WORK TO BE COMPLETED = Collect all lines from the records below that include the word "during".

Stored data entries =
- - -
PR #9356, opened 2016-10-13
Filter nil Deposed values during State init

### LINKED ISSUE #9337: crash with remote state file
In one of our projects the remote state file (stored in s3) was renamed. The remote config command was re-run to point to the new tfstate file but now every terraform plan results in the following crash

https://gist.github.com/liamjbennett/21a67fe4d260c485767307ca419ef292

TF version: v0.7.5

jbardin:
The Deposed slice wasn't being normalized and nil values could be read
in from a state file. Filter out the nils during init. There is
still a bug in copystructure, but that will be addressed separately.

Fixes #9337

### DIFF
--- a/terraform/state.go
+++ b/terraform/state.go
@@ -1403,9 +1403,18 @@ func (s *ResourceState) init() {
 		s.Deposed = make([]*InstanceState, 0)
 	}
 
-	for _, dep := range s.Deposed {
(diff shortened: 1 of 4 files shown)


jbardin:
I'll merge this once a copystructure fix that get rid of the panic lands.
- - -
EXERCISE SOLUTION =
Filter nil Deposed values during State init
in from a state file. Filter out the nils during init. There is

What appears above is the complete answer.